▶ [ASSIGNMENT]:
Going through the entries below, copy out each line that contains "from".
╔══
PR #203, opened 2026-06-30
Add plugin default model resolution

profplum700:
## Summary
- add plugin-aware default model resolution for agent specs that omit an explicit model
- load `agent.defaults.model` from agent plugin TOML and use it in both `spawn` and `add`
- keep explicit `--agent=1:model` values and global config defaults higher precedence than plugin defaults

## Problem
Agent plugins can declare default environment/working-directory/template behavior, but Hermes-style plugin specs without an explicit model were still spawned with an empty model. That made bare plugin invocations such as `--hermes=1` fail registration even when the plugin configuration carried the right model default.

## Fix
This patch adds a general resolver in `internal/cli` that applies precedence in this order:

1. explicit model in the agent spec (`--agent=1:model`)
2. global defaults for the agent type
3. plugin default model from `agent.defaults.model`

The plugin TOML loader now reads the `model` field, and both `spawn` and `add` call the same resolver.

## Precedent / proof
This follows the Opencode default-model precedent from ntm#193: a plugin should be able to provide the default model while still allowing CLI/global config overrides.

Local A/B proof with a Hermes plugin that declares `agent.defaults.model = "google/gemini-2.5-flash"`:

- unpatched v1.18.3 bare `--hermes=1`: `agents_registered=0`, failed because model was empty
╚══
▶ [RESPONSE]:
- load `agent.defaults.model` from agent plugin TOML and use it in both `spawn` and `add`
3. plugin default model from `agent.defaults.model`
This follows the Opencode default-model precedent from ntm#193: a plugin should be able to provide the default model while still allowing CLI/global config overrides.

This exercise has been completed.